4) Yes, good description. Simpler, we just need "enough" data to make a reasonable prediction. How much is enough? It could actually be five samples for all we know. If we create a learning curve and see that the performance meets our objective when we have N samples and is not much better with N+M samples, that is enough. There are many scenarios where we would like more data and it would make significant improvements in the result, but it's too expensive to either collect or to process. So in this case, the number of samples is also reflected by cost, even if that means our data science objective becomes extremely difficult. So the requirement comes down whether the output can be inferred from the input to some degree and we will assume that there is enough data because we want a system that quickly, cheaply, automatically and consistently does inference.
5) Yes and @schem is also right. The output must be somewhat measurable against our desired outcome, otherwise how do we optimize and know how well did we did? "Measurable" does not have to mean a numeric loss function by the way. I could make a loss function with fuzzy metrics that are ordinal, but not numeric, for example my not-fun-to-use  loss function outputs "the estimate is [too cold, cold, just right, hot, too hot]" or [good, ok, bad]. That is why I mean "somewhat measurable".
Added items:
6, 7, 8, ...)
Ideally, the cost (time, money, compute, ...) of building a ML solution and using it should be significantly less than humans or programming an explicit solution. The value to be achieved by deploying ML should improve quality, consistency or cost. You should read about the four V's (http://www.ibmbigdatahub.com/infographic/extracting-business-value-4-vs-big-data) and the absurd followup, the 42 V's (https://www.elderresearch.com/blog/42-v-of-big-data), which also has many good points related to this discussion. 

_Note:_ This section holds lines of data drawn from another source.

PR #55, opened 2023-12-05
optimizing evo event processing

zorjak:
only events that are not processed are considered when processing a chunk of blocks


cmd/main.go
```diff
@@ -627,18 +627,17 @@ func discoverContracts(ctx context.Context, client scan.EthClient, s scan.Scanne
...
-	var ownershipContractEvoBlock uint64
-	for i := range mintedEvents {
-		if mintedEvents[i].Timestamp > timestampContract {
-			break
+	for index, mintedEvent := range mintedEvents {
+		if mintedEvent.Timestamp > timestampContract {
+			return uint64(index), nil
 		}
-		if err := tx.Mint(contract, &mintedEvents[i]); err != nil {
+		localMintedEvent := mintedEvent // Create a local copy of local minted event to solve linter issue
```
luispdm: I propose to do a for range on the index as we did here -> https://github.com/freeverseio/laos-universal-node/pull/57/commits/8503a69ac770f48ddcb2f3535a247a440f7287f8

internal/state/state.go
```diff
@@ -65,8 +65,8 @@ type EvolutionContractState interface {
 }
 
 type OwnershipBlockState interface {
-	SetCurrentEvoBlockForOwnershipContract(contract string, blockNumber uint64) error
-	GetCurrentEvoBlockForOwnershipContract(contract string) (uint64, error)
+	SetCurrentEvoEventIndexForOwnershipContract(contract string, blockNumber uint64) error
+	GetCurrentEvoEventIndexForOwnershipContract(contract string) (uint64, error)
```
luispdm: I propose renaming these with `Events` instead of `Event`, so to understand we are tracking the index of a slice

internal/state/block/ownership/block.go
```diff
@@ -22,11 +22,11 @@ func NewService(tx storage.Tx) *service {
 	}
 }
 
-func (s *service) SetCurrentEvoBlockForOwnershipContract(contract string, number uint64) error {
+func (s *service) SetCurrentEvoEventIndexForOwnershipContract(contract string, number uint64) error {
```
luispdm: I just realized the key prefix we use is still `ownership_contract_evo_current_block_`, while it should be something like: `ownership_contract_evo_events_current_index_`.

I would also suggest moving `SetCurrentEvoEventIndexForOwnershipContract` and `GetCurrentEvoEventIndexForOwnershipContract` to another package, as the current one deals with blocks. Maybe the new package name could be "event"? Just a suggestion, I am open to other proposals

cmd/server/api/universalmintingrpchandler.go
```diff
@@ -41,6 +41,7 @@ func (h *UniversalMintingRPCHandler) HandleUniversalMinting(jsonRPCRequest JSONR
 	} else if !exists {
 		return getErrorResponse(fmt.Errorf("method not supported"), jsonRPCRequest.ID)
 	} else {
+		slog.Debug("UniversalMintingMethod call", "params", params.Data)
```
luispdm: We don't need this. Remove it, please

kudlaj (approved):

cmd/main.go
```diff
@@ -727,46 +727,38 @@ func updateStateWithTransfer(contract string, tx state.Tx, modelTransferEvent *m
...
-	// example:
-	// 2 events on block 10, you store the first, updatedBlock == 10. a ctrl + c comes, you don't store the second event and the method returns
-	// can it be that the transaction is committed?
+func updateStateWithMint(ctx context.Context, client scan.EthClient, contract string, tx state.Tx, mintedEvent *model.MintedWithExternalURI) error {
 	lastTaggedBlock, err := tx.GetLastTaggedBlock(common.HexToAddress(contract))
 	if err != nil {
-		return 0, err
+		return err
 	}
+	slog.Debug("updateStateWithMint", "lastTaggedBlock", lastTaggedBlock, "contract", contract)
```
luispdm: We don't need this, can you remove it, please? Same for line 710 and 551

cmd/main.go
```diff
@@ -652,43 +651,42 @@ func loadMerkleTree(tx state.Tx, contractAddress common.Address) error {
...
 			if err := updateStateWithTransfer(contract, tx, &modelTransferEvents[transferIndex]); err != nil {
 				return 0, err
 			}
 			transferIndex++
 		// all transfer events have been processed => process remaining minted events
 		case transferIndex >= len(modelTransferEvents):
-			block, err := updateStateWithMint(ctx, client, contract, tx, &mintedEvents[mintedIndex], ownershipContractEvoBlock, lastBlock)
-			if err != nil {
-				return 0, err
+			if mintedEvents[ownershipContractEvoEventIndex].Timestamp < lastBlockTimestamp {
```
luispdm, line 671: This should be an if-else

cmd/main.go
```diff
@@ -727,46 +727,38 @@ func updateStateWithTransfer(contract string, tx state.Tx, modelTransferEvent *m
...
 
 	for {
 		blockToTag := lastTaggedBlock + 1
 		timestamp, err := getTimestampForBlockNumber(ctx, client, uint64(blockToTag))
 		if err != nil {
-			return 0, err
+			return err
 		}
-		if uint64(blockToTag) > lastBlock || timestamp > mintedEvent.Timestamp {
+		if timestamp > mintedEvent.Timestamp {
```
luispdm: This should be >=

luispdm (changes requested):

cmd/main.go
zorjak: ok. that solved linter issue. thanks

internal/state/state.go
zorjak: ok

internal/state/block/ownership/block.go
zorjak: I've changed the prefix name. 

I would not create another package. I would rather name the `block` package into `synchronization` or something like that because its purpose is to deal with that stuff, right? what do you think?

cmd/server/api/universalmintingrpchandler.go
zorjak: ok

cmd/main.go
zorjak: ok

cmd/main.go
zorjak: ok

cmd/main.go
zorjak: ok

cmd/main.go
luispdm: Please change it to:
```go
for i := range mintedEvents
// ...
```
We don't need `mintedEvent` just for returning the error, you can use `mintedEvents[i]`

zorjak: changed

internal/state/block/ownership/block.go
luispdm: Ok. Either "sync" or "synchronization", as you wish

cmd/main.go
luispdm: Please, do it for lines 710 and 551 as well. Thanks.
551:
`slog.Debug("tagRootsUntilBlock", "lastTaggedBlock", lastTaggedBlock, "contractAddress", contractsAddress[i])`
710:
`slog.Debug("updateStateTransfer", "lastTaggedBlock", lastTaggedBlock, "contract", contract)`

zorjak: ok

internal/state/block/ownership/block.go
zorjak: changed to sync

internal/state/state.go
```diff
@@ -65,8 +65,8 @@ type EvolutionContractState interface {
 }
 
 type OwnershipBlockState interface {
```
luispdm: Rename these interfaces to `OwnershipSyncState` and `ÈvolutionSyncState` please

luispdm (approved):

internal/state/state.go
zorjak: changed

I'll edit this later as I remember what else I wanted to write. If this question is just for you, then I recommend reading a bit from the "Data Mining" book by Witten, Frank and Hall. It gives great discussion on this topic. If you will be making training material, giving a presentation or similar communications, I recommend simplifying this list a lot for a new to ML audience. A creative data scientist will deal with what they have, invent solutions (e.g. build logical simulations of the problem when you have too little data to directly use ML and use the available real data to validate the simulation exercise) and break the rules. Our assumptions, our satisfaction with experimental results and 5-8 govern whether ML was appropriate. The quality of the data is not super high importance * (grain of salt) if you remember the law of "garbage in, garbage out".